As a private school attendee from an early age I witnessed many students coming in to help redirect their behaviors and academic approach. And it helped, somewhat, but having seen them grow up and become adults I can assure you it didn’t “fix them”. Some of my friends who fall in this category also have criminal records and a confused identity.

Third, and most important, is the idea that you are being clever to save money. Don’t approach this like a consumer. This isn’t a dishwasher purchase. It is the two way involvement in a community with shared values. It goes both ways. You have a moral obligation to participate, improve and sustain the community. Not just show up at the last possible minute when you are in need for the private school service. Many teachers and administrators dedicate their lives and make huge personal financial sacrifices to educate the children of the community – including yours. Stop treating them like a business. It is insulting to them and reveals you as a consumer and not a contributor.

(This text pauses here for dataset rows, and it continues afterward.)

PR #1268, opened 2021-06-30
Lat and Lon detector

Yash-10:
A draft for detecting latitude and longitude crossing.

- [ ] Change ITRS and GCRS to account for a general attractor and not just the Earth.
- [ ] Find a way to get rid of the warnings from tests.

### DIFF
--- a/src/poliastro/twobody/events.py
+++ b/src/poliastro/twobody/events.py
@@ -8,6 +8,8 @@ from astropy.coordinates import (
 from astropy.time import Time
 from numpy.linalg import norm
 
+from poliastro.bodies import Earth
+
 
 class Event:
     """Base class for event functionalities.
@@ -94,10 +96,10 @@ class LatitudeCrossEvent(Event):
 
     Parameters
     ----------
+    orbit: ~poliastro.twobody.orbit.Orbit
+        Orbit.
     lat: float
-        Threshold latitude (km).
-    R: float
-        Radius of the attractor (km).
+        Threshold latitude (in degrees).
     terminal: bool
         Whether to terminate integration if this event occurs, defaults to True.
     direction: float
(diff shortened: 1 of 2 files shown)


src/poliastro/twobody/events.py
```diff
@@ -80,3 +87,80 @@ class LithobrakeEvent(AltitudeCrossEvent):
...
+        Radius of the attractor (km).
+    terminal: bool
+        Whether to terminate integration if this event occurs, defaults to True.
+    direction: float
+        Handle triggering of event based on whether latitude is crossed from above
+        or below, defaults to 0, i.e., event is triggered while traversing from both directions.
+
+    """
+
+    def __init__(self, lat, R, terminal=True, direction=0):
```
jorgepiloto, line 109: As discussed in the weekly meeting on July the 2nd, let us pass a `~poliastro.bodies.body`, so we can check if body is the `Earth` and raise a `NotImplementedError` till #1269 is better discussed.

src/poliastro/twobody/events.py
```diff
@@ -80,3 +87,80 @@ class LithobrakeEvent(AltitudeCrossEvent):
...
+        super().__init__(terminal, direction)
+        self._R = R
+        self._lat = lat  # Threshold latitude (in degrees).
+
+    def __call__(self, t, u_, k):
+        self._last_t = t
+        xyz = u_[:3]
+
+        obstime = Time(self._last_t, format="jd")
```
jorgepiloto, line 118: The `t` variable is just a float value representing the amount of seconds since the initial orbit epoch. Therefore, we require to store the initial orbit epoch to build the right epoch value after `t` elapsed seconds:

```python
Time(self._last_t = self._epoch0 + t * u.s)
```

src/poliastro/twobody/events.py
jorgepiloto: In fact, let us pass the orbit to be propagated so we can compute:

```python
self._R = orbit.attractor.R
self._epoch0 = orbit.epoch
```
those will be useful for later logic.

Yash-10:
Thanks, @jorgepiloto! I added a check to ensure the attractor is Earth. For the tests, there might be a need to modify them since they are more or less arbitrary.

src/poliastro/twobody/events.py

If you believe in private education as a concept step up and support the community before, during and after your child attends. And if you don’t want to that is fine and there is a great option available for you: public school.

“Give me a child until he is 7 and I will show you the man.”

― AristotleThe Philosophy of Aristotle

The simple life

One advantage of sending your child to private school is that much of your income goes along with them. As a result it limits the other available choices because you have much less discretionary income.

Fretting over a grand tour of Europe? Fret no more! You aren’t going!

This extreme financial constraints limit your choices and the resulting simplification actually leads to longer term happiness. It is known as the paradox of choice.

Have you always wanted to simplify your life? Now you can! And what better way than the assurance of a monthly tuition bill.  To be clear this isn’t about poverty – this is about voluntary simplicity. It is an interesting side effect we have noticed over years of sending the kiddo to a private school.

Read more about it in this outstanding book The Paradox of Choice (you are going to have a lot of time on your hands).

Oh, and for the trip? Easy, you are either staying home or going camping. Pick one.